┌──

PR #4070, opened 2020-02-17
Do not log an error in case of no match for a measurements promise

vpodzime:
If a measurements promise regex doesn't match any line of a given
file, it should not produce an error logged to syslog. It's just
noise and the default value 0.0 of the measurement indicates that
nothing was measured. Running with '--verbose' then shows the log
message and helps with debugging.

Ticket: ENT-5171
Changelog: Measurements promises with no match no longer produce errors

### DIFF
--- a/cf-monitord/history.c
+++ b/cf-monitord/history.c
@@ -551,7 +551,7 @@ static PromiseResult NovaExtractValueFromStream(EvalContext *ctx, const char *ha
 
     if (!found)
     {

└──

» **WHAT IS NEEDED**:
Copy out exactly the lines between the line with "nothing was measured." and the last line of the entries, counting both of those lines.

» **WRITTEN ANSWER**:
nothing was measured. Running with '--verbose' then shows the log
message and helps with debugging.

Ticket: ENT-5171
Changelog: Measurements promises with no match no longer produce errors

### DIFF
--- a/cf-monitord/history.c
+++ b/cf-monitord/history.c
@@ -551,7 +551,7 @@ static PromiseResult NovaExtractValueFromStream(EvalContext *ctx, const char *ha
 
     if (!found)
     {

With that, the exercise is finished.